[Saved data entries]
──────────
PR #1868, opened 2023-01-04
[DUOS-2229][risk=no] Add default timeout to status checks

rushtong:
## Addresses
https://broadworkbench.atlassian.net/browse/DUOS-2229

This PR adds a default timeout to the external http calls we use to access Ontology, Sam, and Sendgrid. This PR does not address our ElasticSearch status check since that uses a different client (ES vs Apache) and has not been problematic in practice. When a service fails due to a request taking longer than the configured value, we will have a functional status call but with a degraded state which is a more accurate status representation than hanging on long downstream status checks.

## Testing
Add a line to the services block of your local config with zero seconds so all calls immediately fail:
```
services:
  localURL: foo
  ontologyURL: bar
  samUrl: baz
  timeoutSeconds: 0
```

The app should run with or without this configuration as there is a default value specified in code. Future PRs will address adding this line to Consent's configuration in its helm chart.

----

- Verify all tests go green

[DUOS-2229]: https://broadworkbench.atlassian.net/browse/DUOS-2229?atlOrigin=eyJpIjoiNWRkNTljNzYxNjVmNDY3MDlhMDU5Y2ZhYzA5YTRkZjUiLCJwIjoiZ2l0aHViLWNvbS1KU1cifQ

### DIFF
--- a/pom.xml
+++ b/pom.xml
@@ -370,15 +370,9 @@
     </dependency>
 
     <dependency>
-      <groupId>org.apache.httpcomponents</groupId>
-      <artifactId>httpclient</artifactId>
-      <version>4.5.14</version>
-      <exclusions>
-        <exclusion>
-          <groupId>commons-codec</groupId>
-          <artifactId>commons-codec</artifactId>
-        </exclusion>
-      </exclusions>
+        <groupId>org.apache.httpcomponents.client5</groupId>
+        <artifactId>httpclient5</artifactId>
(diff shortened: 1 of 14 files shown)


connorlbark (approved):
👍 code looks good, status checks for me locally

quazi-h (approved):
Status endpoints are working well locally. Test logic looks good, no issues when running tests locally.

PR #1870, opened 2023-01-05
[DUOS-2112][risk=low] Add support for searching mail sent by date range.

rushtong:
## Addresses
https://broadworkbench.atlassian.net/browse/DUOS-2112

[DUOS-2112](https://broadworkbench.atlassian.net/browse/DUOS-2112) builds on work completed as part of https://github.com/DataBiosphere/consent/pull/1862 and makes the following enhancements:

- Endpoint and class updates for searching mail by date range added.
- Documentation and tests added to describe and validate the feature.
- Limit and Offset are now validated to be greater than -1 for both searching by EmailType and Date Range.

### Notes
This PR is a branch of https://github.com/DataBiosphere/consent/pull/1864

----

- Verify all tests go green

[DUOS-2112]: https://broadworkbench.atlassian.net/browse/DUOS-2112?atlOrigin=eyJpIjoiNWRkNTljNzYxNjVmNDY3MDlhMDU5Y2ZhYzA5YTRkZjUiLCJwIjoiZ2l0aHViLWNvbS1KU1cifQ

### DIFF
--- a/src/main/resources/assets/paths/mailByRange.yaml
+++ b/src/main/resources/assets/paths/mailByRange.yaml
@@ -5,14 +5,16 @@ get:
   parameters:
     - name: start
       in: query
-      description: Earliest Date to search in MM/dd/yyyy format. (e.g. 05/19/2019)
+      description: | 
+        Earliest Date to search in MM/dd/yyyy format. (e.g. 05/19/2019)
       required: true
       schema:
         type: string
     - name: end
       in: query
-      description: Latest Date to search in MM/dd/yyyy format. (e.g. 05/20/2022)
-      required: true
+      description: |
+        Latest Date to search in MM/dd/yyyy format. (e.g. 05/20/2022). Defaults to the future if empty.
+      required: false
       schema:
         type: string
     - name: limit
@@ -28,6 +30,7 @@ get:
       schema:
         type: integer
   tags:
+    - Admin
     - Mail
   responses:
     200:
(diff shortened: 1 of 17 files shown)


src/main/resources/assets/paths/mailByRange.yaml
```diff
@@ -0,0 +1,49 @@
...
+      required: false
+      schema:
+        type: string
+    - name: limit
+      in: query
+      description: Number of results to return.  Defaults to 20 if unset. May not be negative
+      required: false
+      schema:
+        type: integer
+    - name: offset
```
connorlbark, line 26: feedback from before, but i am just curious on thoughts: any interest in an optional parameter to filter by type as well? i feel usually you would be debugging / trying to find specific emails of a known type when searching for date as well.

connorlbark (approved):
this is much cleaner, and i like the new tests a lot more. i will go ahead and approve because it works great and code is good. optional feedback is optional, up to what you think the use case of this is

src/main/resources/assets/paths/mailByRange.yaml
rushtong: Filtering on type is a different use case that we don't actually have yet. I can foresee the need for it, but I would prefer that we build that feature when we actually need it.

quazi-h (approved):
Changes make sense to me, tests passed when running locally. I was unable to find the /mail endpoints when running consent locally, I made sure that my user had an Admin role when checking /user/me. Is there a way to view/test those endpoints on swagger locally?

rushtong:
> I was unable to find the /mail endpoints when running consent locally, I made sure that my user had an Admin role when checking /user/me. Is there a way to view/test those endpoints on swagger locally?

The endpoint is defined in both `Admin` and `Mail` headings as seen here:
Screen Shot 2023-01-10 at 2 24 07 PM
──────────
*The problem*
Report every line in the data that holds "opened", copying each one.

*Reply to the task*
PR #1868, opened 2023-01-04
PR #1870, opened 2023-01-05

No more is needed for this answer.